The justice writes that the "high point" of the civil claim made by one set of homeowners against their counterparts across the street was a "poop and scoop" that was apparently dropped by the dog owner in the rival neighbours' garbage can.
Evidence from a security camera of the dog urinating next to the bushes on the plaintiff's lawn in the posh Forest Hill neighbourhood was also submitted — and, as Justice Ed Morgan writes, the case went "downhill from there."
Court heard the beef stretched over several years and included complaints about the defendants parking their car in front of the plaintiffs' house, standing and staring at the residence or walking by it with an audio recorder to catch conversations.
Morgan writes the defendants — a psychiatrist and his wife — seemed to relish picking at the "sensitivities" of their neighbours — an oil executive and his wife — even going so far as to pretend to snap pictures of their house.
But the judge dismissed those peeves as not being worthy of a legal dispute and writes that what the couples need "is a rather stern kindergarten teacher" and not an appearance in his Superior Court hearing room.
"There is no claim for pooping and scooping into the neighbour's garbage can, and there is no claim for letting Rover water the neighbour's hedge," Morgan wrote in a ruling released Tuesday.

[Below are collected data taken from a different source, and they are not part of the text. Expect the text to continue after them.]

PR #4671, opened 2023-04-19
Documentation updates for 1.0.0b16

philippjfr:


panel/template/base.py
```diff
@@ -535,8 +535,11 @@ def __init__(self, **params):
             params['modal'] = ListLike()
         else:
             params['modal'] = self._get_params(params['modal'], self.param.modal.class_)
-        if 'theme' in params and isinstance(params['theme'], str):
-            params['theme'] = THEMES[params['theme']]
+        if 'theme' in params:
+            if isinstance(params['theme'], str):
+                params['theme'] = THEMES[params['theme']]
```
Hoxbro, line 540:
```suggestion
        if 'theme' in params and isinstance(params['theme'], str):
            params['theme'] = THEMES[params['theme']]
```

philippjfr: This breaks the else branch.

Issue #2575, opened 2021-07-26
Simple login/password auth example without oauth


andhuang-CLGX:
I want to use bokeh's auth module:

Directory structure
```
- test/
-     test/
-         main.py
-         auth.py
-         login.html
```

main.py
```
import panel as pn

pn.pane.Markdown("Login was successful!").servable()
```

auth.py: https://github.com/bokeh/bokeh/blob/branch-2.4/examples/howto/server_auth/auth.py

login.html: https://github.com/bokeh/bokeh/blob/branch-2.4/examples/howto/server_auth/login.html

`panel serve test/ --port 1234 --allow-websocket-origin="*" --auth-module=test/auth.py`

So if I login to `localhost:1234/login` and enter the proper username/password, it redirects fine.

But I can also bypass the login page by going to `localhost:1234/test`. I thought by passing --auth-module, panel would automatically redirect to the /login endpoint if `pn.state.cookies["user"]` did not exist.

Any ideas on how I can fix this?

orangeSi:
> I want to use bokeh's auth module:
> 
> Directory structure
> 
> ```
> - test/
> -     test/
> -         main.py
> -         auth.py
> -         login.html
> ```
> 
> main.py
> 
> ```
> import panel as pn
> 
> pn.pane.Markdown("Login was successful!").servable()
> ```
> 
> auth.py: https://github.com/bokeh/bokeh/blob/branch-2.4/examples/howto/server_auth/auth.py
> 
> login.html: https://github.com/bokeh/bokeh/blob/branch-2.4/examples/howto/server_auth/login.html
> 
> `panel serve test/ --port 1234 --allow-websocket-origin="*" --auth-module=test/auth.py`
> 
> So if I login to `localhost:1234/login` and enter the proper username/password, it redirects fine.
> 
> But I can also bypass the login page by going to `localhost:1234/test`. I thought by passing --auth-module, panel would automatically redirect to the /login endpoint if `pn.state.cookies["user"]` did not exist.
> 
> Any ideas on how I can fix this?

I have the same question now.  Before really resolve it, I use this https://github.com/holoviz/panel/issues/4113 as the temporary resolution.

PR #4684, opened 2023-04-23
Add DummyProvider for quick password based auth

MridulS:
This hopefully gives a solution of quick password based authentication. No need to setup a full fledged OAuth app.

This fixes https://github.com/holoviz/panel/issues/2575 and also addresses https://discourse.holoviz.org/t/tips-guide-on-creating-a-simple-username-password-auth-for-panel-app/2582/13.

The PR adds 2 config options: `--dummy-auth` and `--dummy-login-template`. With `--dummy-auth` user can set the password and with `--dummy-login-template` they can override the default user login page (which I stole from https://github.com/bokeh/bokeh/tree/branch-3.2/examples/server/app/server_auth).

An example how to use this:

```
$ panel serve --dummy-auth "panel" --cookie-secret "SECRET" .......
```

This should open up something like:

Screenshot 2023-04-24 at 1 29 32 AM

I also changed couple of things in auth.py let me know if I should make another PR instead:

- The endpoints code doesn't seem like it is required? https://github.com/holoviz/panel/pull/3656 introduced it but it doesn't seem to fix the issue.

- For pathlib, `is_file()` is the equivalent to `os.path.isfile`, trying to inject templates was erroring out on my machine.

TODO:
- [x] Add to Authentication docs
- [x] Maybe add an example test for dummy auth?


philippjfr:
Love this, thanks @MridulS! Some docs would indeed be nice, on the naming side I think we can name this something like `SimpleAuth`. Some other thoughts:

- Might be nice to allow the user to specify a json or yaml file with username: password pairs

Adding tests would also be nice, think the best way is probably just a UI/integration test (using playwright) that starts a server and then goes through the login flow.

MarcSkovMadsen:
BasicAuth could be an alternative to SimpleAuth. In user forums people use the term "basic" rather than "simple" when searching for this type of auth.

philippjfr:
Thanks @MridulS!

PR #4689, opened 2023-04-25
Move dev in diff envs to how-to and revamp install page

droumis:
Addressed one task of #4611 

Moved info about developing in different editors from the installation page to separate How-to guides. 

I've also reworked the installation page. There are two big changes that require input:
- Can we recommend installing from the defaults channel now?
- Can I remove the mention of installing examples?
- **UPDATE**: from HoloViz meeting on April 25, the answer was yes to both of these questions. 

_builtdocs_getting_started_installation html

builtdocs_how_to_display_editor html

builtdocs_how_to_display_jupyterlab html


philippjfr (approved):
Thank you, this looks good. I'll remove `panel examples` in a subsequent PR.

PR #4690, opened 2023-04-25
Additional layout compatibility

philippjfr:
Reintroduces a `config.layout_compatibility` flag which toggles between warnings and errors.

- We now warn/error if a responsive sizing_mode is set but you also provide a fixed width/height along that dimension
- We **always** compute known widths/heights inside a responsive container to ensure that we have at least as much size available as the largest object with a known width/height.

### DIFF
--- a/panel/config.py
+++ b/panel/config.py
@@ -135,6 +135,12 @@ class _config(_base_config):
     global_loading_spinner = param.Boolean(default=False, doc="""
         Whether to add a global loading spinner for the whole application.""")
 
+    layout_compatibility = param.Boolean(default=True, doc="""
+        Provide compatibility for older layout specifications. Incompatible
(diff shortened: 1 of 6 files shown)


MarcSkovMadsen:
Would it be an idea to use a more specific name like fail_instead_warn ? Compatibility layer - what does that mean or refer to?

philippjfr:
>Would it be an idea to use a more specific name like fail_instead_warn ?

fail_instead_warn for what? That seems even less clear to me. The 1.0 migration guide will very specifically reference this compatibility layer.

philippjfr:
I'll merge but if you feel strongly about the name please ping me again.

Hoxbro:
Maybe instead of being set by a boolean, it could be a string with the options of `warning` and `error`. 

Then people would not need to read the docstring.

He scarcely concealed his distaste at the whole affair between two pairs of "educated professionals," plaintiffs Paris and John Morland-Jones and defendants Gary and Audrey Taerk.

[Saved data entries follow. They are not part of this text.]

Issue #4681, opened 2023-04-22
Reorder and Rename top entries in toc tree


MarcSkovMadsen:
Based on my experience with Panel we should

- Rename the "Gallery" to "App Gallery" and move it to the right (After Reference Gallery)
- Rename "Reference Gallery" to "Component Gallery". The word might not cover 100% but users would know what to expect here. In my experience the "Component Gallery" is used very often when a user has learned the basics. Component Gallery is also what every javascript framework has. So I think this is the right word to use.
- Consider renaming "Background" to "Explanation". Diataxis and Matplotlib uses this term. This will help users recognize what this is.

![image](https://user-images.githubusercontent.com/42288570/233802039-3d31a7d6-3f86-4b50-9be1-2d84e60c432a.png)

MarcSkovMadsen:
I'm experimenting with these changes in https://github.com/holoviz/panel/pull/4674

MarcSkovMadsen:
Ahhh. Makes so much more sense.

![image](https://user-images.githubusercontent.com/42288570/233805264-e35069c3-1598-495a-8734-5b9f27e809a3.png)

philippjfr:
+1 on all of this. Would love to hear @droumis' thoughts but we were never quite happy with "Background" so I'm fully on board.

droumis:
+1 on the Gallery renaming.

I dislike 'Background' more than 'Explanation' and I can't think of anything better so +1 from me on this as well!

maximlt:
Should not forget to set redirect links together with these changes.

Issue #4670, opened 2023-04-19
Issues with `dev` Palmer Penguins app


MarcSkovMadsen:
I'm visiting the `dev` Palmer Penguins app at https://panel-gallery-dev.pyviz.demo.anaconda.com/penguin_crossfilter

- [x] Not taking theme query arg into account
- [x] Starts repeating update cycle when you reset the plot
- [x] The number of selected penguins has black text color. Should be white
- [x] No clear separation between sidebar and main area

## Not taking theme query arg into account

Try opening https://panel-gallery-dev.pyviz.demo.anaconda.com/penguin_crossfilter?theme=dark and you will see

![image](https://user-images.githubusercontent.com/42288570/233150417-3b8046bd-dc4b-44f6-98e3-581926ed5d47.png)

## Starts repeating update cycle when you reset the plot

- Open https://panel-gallery-dev.pyviz.demo.anaconda.com/penguin_crossfilter
- Try Box Selecting some points in the Scatter Plot
- Reset the plots

https://user-images.githubusercontent.com/42288570/233151500-81daba1d-9097-4bdc-ab8e-ff0429a1cb46.mp4

## The number of selected penguins has black text color. Should be white

Text in the header should be white. I also believe this text should out as it is something that updates dynamically.

![image](https://user-images.githubusercontent.com/42288570/233151758-de2d0d38-48e4-4ec8-868f-9e6e6aad50ad.png)

## No clear separation between sidebar and main area

Maybe its on purpose, but there is no longer any styling to clearly separate the `sidebar` and the `main` area.

Maybe its on purpose? Maybe it simplifies things and makes them better?

![image](https://user-images.githubusercontent.com/42288570/233152810-1c3cf86b-72b6-4e7e-ac86-f99856c71c6d.png)

philippjfr:
@MarcSkovMadsen Please do not create issues for each app. Create one issue for all apps.

>Maybe its on purpose, but there is no longer any styling to clearly separate the sidebar and the main area.

No I think we should restore this for all templates.

philippjfr:
https://github.com/holoviz/panel/pull/4671 fixes the theming issue and black text color. The weird selection behavior probably has to be resolved in HoloViews.

Issue #4657, opened 2023-04-16
Gallery examples


philippjfr:
The new Panel gallery is manually curated and should only feature more advanced/impressive examples. Right now to fill it out a little more there are a few examples that do not fully fill that brief, e.g. [iris-kmeans](https://panel-gallery-dev.pyviz.demo.anaconda.com/iris_kmeans) or [altair brushing](https://panel-gallery-dev.pyviz.demo.anaconda.com/altair_brushing). I'm not sure where these should move yet so if you have ideas please chime in. However I also want to feature examples that aren't hosted by us, i.e. impressive examples from the community. One example that I can think of is awesome-panel.org, however we cannot ask external folks to bear the load of directing people to their hosted app. Therefore I think it's also fine just to link to a repo that at least features a video/image of the app and ideally the source code.

If you can think of any examples that should be added please post them here. I definitely want to link to @MarcSkovMadsen's awesome-panel.org and also @sophiamyang's recent ML apps and Youtube videos. If you guys could chime in what form you'd like to see these featured that would be greatly appreciated. Next I plan to review the showcase on Discourse.

Issue #4647, opened 2023-04-15
Search Feature is hard to find and use in dev docs


MarcSkovMadsen:
When using the `dev` docs I had a hard time finding the search feature. First of all because its moved :-) But also because 

- its not very central on the page
- has a color which does not stand out
- Its *cramped* together (small margin) with other icons in the top, right corner.

![image](https://user-images.githubusercontent.com/42288570/232181337-39417b73-3277-40e0-869a-7f768ddb1952.png)

Furthermore it requires more clicks to use it. Before you needed 1 click to start writing your search. 

![image](https://user-images.githubusercontent.com/42288570/232181359-ed4d15af-6ffd-41d8-87e4-7a1ffdc7fbb7.png)

Now it requires two clicks. A 100% increase.

![image](https://user-images.githubusercontent.com/42288570/232181371-96feff35-0f27-453a-b2fb-27e4ae1e51cc.png)

I think the most important Feature is the navigation in menus, and that has been improved. But search is very close in importance and that has not been improved. Lots of users could misleadingly believe there was no search. And then the site is very hard to use.

MarcSkovMadsen:
Just visited Jupyterlite. And I can see our problem is that we have a header with a custom dark color. And the icon color for search and light/ dark theme have not been adjusted accordingly.

I would actually recommend using the same header color as Jupyterlite. It has a much more fresh look and feel :-)

https://user-images.githubusercontent.com/42288570/232197567-66db6ae7-970d-4766-bae3-32e04f39a796.mp4

philippjfr:
>I would actually recommend trying out the same header color as Jupyterlite. It has a fresh look and feel :-)

I'll try it out, but I'm not sure I agree with that.

PR #4693, opened 2023-04-26
Various documentation improvements and upgrade guide

philippjfr:
Fixes https://github.com/holoviz/panel/issues/4681
Fixes https://github.com/holoviz/panel/issues/4670
Fixes https://github.com/holoviz/panel/issues/4647
Fixes https://github.com/holoviz/panel/issues/4615
Fixes https://github.com/holoviz/panel/issues/4501
Fixes https://github.com/holoviz/panel/issues/4657


doc/index.md
```diff
@@ -81,37 +81,37 @@ Panel makes it simple to:
...
+:link: background/index
 :link-type: doc
 
-A more hands on tour taking you through the process of loading some data, displaying it and then building an application around it with some of the rich features that Panel supports.
+Introduces you to some of the core concepts behind Panel and some of the advanced features that make Panel such a powerful library.
 :::
 
-:::{grid-item-card} {octicon}`book;2.5em;sd-mr-1` How-to
-:link: how_to/index
+:::{grid-item-card} {octicon}`book;2.5em;sd-mr-1` Reference
```
MarcSkovMadsen, line 105: Rename to "API Reference"

doc/upgrade.md
```diff
@@ -0,0 +1,135 @@
...
+
+#### `sizing_mode`
+
+The sizing_mode has been the primary way to configure responsiveness of components in Panel and that has not changed. However, previously the layout engine was quite forgiving in the way it interpreted combinations of the `sizing_mode` and explicit `width`/`height` settings that really did not make sense. Before we dive into some of these differences let's briefly go through the different `sizing_mode` options and what they actually mean:
+
+![Container sizing_mode](sizing_modes.svg)
+
+- `stretch_width`: Stretches content/container in width while height is determined by size of contents.
+- `stretch_height`: Stretches content/container in height while width is determined by size of contents.
+- `stretch_both`: Stretches content/container in both width and height.
```
MarcSkovMadsen, line 29: What does `content` and `container` mean here?

doc/upgrade.md
```diff
@@ -0,0 +1,135 @@
...
+
+#### Ambiguous configurations
+
+In the past Panel would happily accept ambiguous layout configurations, e.g. providing a fixed width while also setting a responsive `sizing_mode` along the same dimension. As an example take the following:
+
+```python
+pn.pane.Image(..., sizing_mode='stretch_both', width=500)
+```
+
+This specification is ambiguous. Did you want it to stretch the width or did you want to set a fixed width? In the past this would be resolved in favor of the fixed width, i.e. fixed sizing would take precedence over responsiveness, but in certain cases the behavior was completely undefined. This meant it was quite unpredictable what behavior you would actually get. In Panel 1.0 we will warn that this is not a supported configuration and turn the `width` into a `min_width`. In future this conflicting specification will simply error. To toggle these errors on instead of warning set `layout_compatibility` to `'error'`:
```
MarcSkovMadsen: Are you sure. My impression was that the `width` was ignored.

doc/upgrade.md
```diff
@@ -0,0 +1,135 @@
...
+
+The sizing_mode has been the primary way to configure responsiveness of components in Panel and that has not changed. However, previously the layout engine was quite forgiving in the way it interpreted combinations of the `sizing_mode` and explicit `width`/`height` settings that really did not make sense. Before we dive into some of these differences let's briefly go through the different `sizing_mode` options and what they actually mean:
+
+![Container sizing_mode](sizing_modes.svg)
+
+- `stretch_width`: Stretches content/container in width while height is determined by size of contents.
+- `stretch_height`: Stretches content/container in height while width is determined by size of contents.
+- `stretch_both`: Stretches content/container in both width and height.
+
+Now let us explore what changed in this release. In the past any responsive content would force a container to also become responsive. In this release this is no longer guaranteed, i.e. you should generally set the `sizing_mode` on each container if you want your application to be responsive.
```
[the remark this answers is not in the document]
philippjfr: Setting up an environment now, but in the past it definitely would have expanded the container. The behavior was certainly not very well defined though.

doc/upgrade.md
MarcSkovMadsen: Maybe that was for `stretch_width`?

philippjfr: Nope, just double checked you are correct, although I found one or two exceptions.

MarcSkovMadsen:
Consider updating the `doc/index.md` header.

I like the `The powerful data app and dashboarding solution for Python`.

But anything that can help explain and set Panel a bit more apart than *A flexible, high-level app and dashboarding solution for Python*. We should not just be one of many but have some unique identity/ selling point.

doc/upgrade.md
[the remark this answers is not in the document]
philippjfr: Ugh, it's worse, here's an image with `stretch_both` in a Row container without any sizing_mode set:

Screen Shot 2023-04-26 at 18 46 15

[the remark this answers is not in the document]
philippjfr: I've mainly configured it to auto-expand containers based on the contents for backward compatibility and in my testing this works quite well but I'm having a tough time claiming that it is guaranteed to work.

doc/upgrade.md
philippjfr: Thanks for the sanity check

doc/upgrade.md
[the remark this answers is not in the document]
philippjfr: I have decided to very explicitly write out the rules of container expansion.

"Despite their many advantages in life, however, they are acting like children. And now that the matter has taken up an entire day in what is already a crowded motions court, they are doing so at the taxpayers' expense."
Noting that the dispute drained both couples of "tens of thousands of dollars" in lawyers' fees, he declined to order either party to pay the other.
"Each side deserves to bear its own costs," Morgan wrote.
Morgan's scathing decision has become something of a hit online, and has earned the rare distinction of becoming a legal ruling that gets directly linked to by the Twitterverse.
CanLII, which posts Canadian judicial rulings, said that in less than two days the judgment has been viewed upwards of 17,000 times — eclipsing the usual 500 to 1,000 clicks that popular decisions draw in a week.